Accordingly, ateleological views of evolution (and come to that, of the whole history of the universe, of which life is just the most troubling example) require that all the information we see has to be present “in embryonic form, at the Big Bang and at every moment thereafter.” That sounds congruent with some TE and ID “frontloaded” views of evolution, but where in the Big Bang could such information be found?
So where is it? How is it represented? How does it unfold? The environment is sure to figure into any answer to these questions. Yet, merely invoking the environmenst as evolution’s information source is, without further elaboration, empty talk, on the order of invoking the interstate highway system as the reason for Walmart’s business success.
As an example he pictures a robotic machine that lifts Scrabble pieces out of the box to spell out Richard Dawkins’ celebrated phrase, “METHINKSITISLIKEAWEASEL”. That machine is part of the Scrabble set’s environment, but that does not make “environment” in any sense a scientific explanation.

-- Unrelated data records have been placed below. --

PR #37378, opened 2026-08-18
fix(ui): stop alerting settings writing unusable values into stored config

yuneng-berri:
> **Deferred, not ready to merge.** Everything here changes behaviour rather than migrating it, and the current mandate is migration with today's behaviour preserved. Parked as a draft until the behaviour fixes are picked up as their own piece of work. The branch and its tests are complete; see the known-behaviour note below

## Known behaviour this would change, measured at staging `3f15dc3287`

Both of these are shipped today and are longstanding, not recent regressions:

- `dynamic_form.tsx:52` sends `null` when a numeric alerting field is emptied
- `dynamic_form.tsx:57` sends the whole React change event, not the typed text

The `null` is the one with real consequences. `/config/field/update` stores it because `ConfigGeneralSettings` types `alerting_args` as a plain dict and never checks contents, and `SlackAlertingArgs` then rejects the stored value on every config reconcile. Reachable with an ordinary two-field edit, and it survives a reload.

The change event is inert in practice. `renderControl` only reaches that branch for a `field_type` outside `Integer` and `Boolean`, and `/alerting/settings` hard-codes all nine fields to those two, so the branch never renders against a real proxy. Forced open in a test it does not corrupt anything either, because the event's circular fiber reference makes `JSON.stringify` throw before the request is built, so the save is dropped rather than written.

## TLDR

Problem this solves:

- Emptying a numeric alerting field stored an unusable value
- The proxy then rejected its own stored alerting settings on every reload
- The page claimed success even when the save was refused

How it solves it:

- Emptied fields are dropped instead of sent as null
- Both saves are awaited, and a refusal now surfaces as an error
- The text control reports the typed text, not the raw event

## User Flow

Before: an admin who clears a numeric alerting field silently poisons the proxy's saved alerting settings

1. Sign in and open http://localhost:4000/ui/?page=settings, then the Alerting tab
2. Empty the `daily_report_frequency` box and switch `slack_alerting` on
3. Click Update Settings and see "Wait 10s for proxy to update."
4. Reload the page; `daily_report_frequency` shows its old value, so it looks like nothing happened
5. From here on the proxy log reports the saved alerting settings as invalid on every refresh, and later changes on the same page stop taking effect until the saved settings are cleared by hand
6. If the proxy refuses the save outright, the page still shows the same "Wait 10s for proxy to update." and no error

After: the same edit saves cleanly, and a refusal is visible

1. Sign in and open http://localhost:4000/ui/?page=settings, then the Alerting tab
2. Empty the `daily_report_frequency` box and switch `slack_alerting` on
3. Click Update Settings and see "Wait 10s for proxy to update."
4. Reload the page; `daily_report_frequency` shows the proxy default, which is what emptying it asks for
5. The proxy log stays quiet and later changes on the same page keep taking effect
6. If the proxy refuses the save, the page shows the refusal instead of claiming success

## Pre-Submission checklist

## Delays in PR merge?

## Type

🐛 Bug Fix

## Caveats

- Deferred; behaviour change, and the mandate is migration only
- Backend still accepts any `alerting_args` shape; API callers can reproduce it
- The text control never renders today; that part is hygiene
- Saving still requires changing at least one field, unchanged

### Final Attestation

### DIFF
--- a/ui/litellm-dashboard/eslint-suppressions.json
+++ b/ui/litellm-dashboard/eslint-suppressions.json
@@ -2017,9 +2017,6 @@
   "src/components/alerting/alerting_settings.tsx": {
     "local/filename-pascal-case": {
       "count": 1
-    },
-    "prefer-const": {
-      "count": 1
     }
   },
   "src/components/alerting/dynamic_form.tsx": {
--- a/ui/litellm-dashboard/src/components/alerting/alerting_settings.integration.test.tsx
+++ b/ui/litellm-dashboard/src/components/alerting/alerting_settings.integration.test.tsx
@@ -1,0 +1,218 @@
+import React from "react";
+import { render, screen, waitFor } from "@testing-library/react";
+import userEvent from "@testing-library/user-event";
+import { describe, it, expect, vi, beforeEach } from "vitest";
+
+const toastMock = vi.hoisted(() => ({
+  success: vi.fn(),
+  info: vi.fn(),
+  warning: vi.fn(),
+  error: vi.fn(),
+  fromError: vi.fn(),
+  dismiss: vi.fn(),
+}));
+vi.mock("@/lib/toast", () => ({ toast: toastMock }));
+
+import AlertingSettings from "./alerting_settings";
+
+const PROXY_SETTINGS = [
+  {
+    field_name: "slack_alerting",
+    field_type: "Boolean",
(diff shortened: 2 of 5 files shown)


yuneng-berri:
The head has moved past your last reviewed commit. Please re-check the current head.

@greptileai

Dembski does not end his book on an argumentative note: his chapter on The Creation of Information examines the suitability of classical information theory being applied to creation, and even, specifically, Trinitarian creation. The final chapter, summarising the book, also reminds us that he is proposing a metaphysical system, at the heart of which is the title Being as Communion – that to exist is to be in informational communion with all else that exists, and most importantly with God. Information is not an epiphenomenon of matter, and intelligence is not an accidental outcome of matter’s interactions, but the primary reality of the world.
A viewpoint, in my opinion, well worth serious consideration.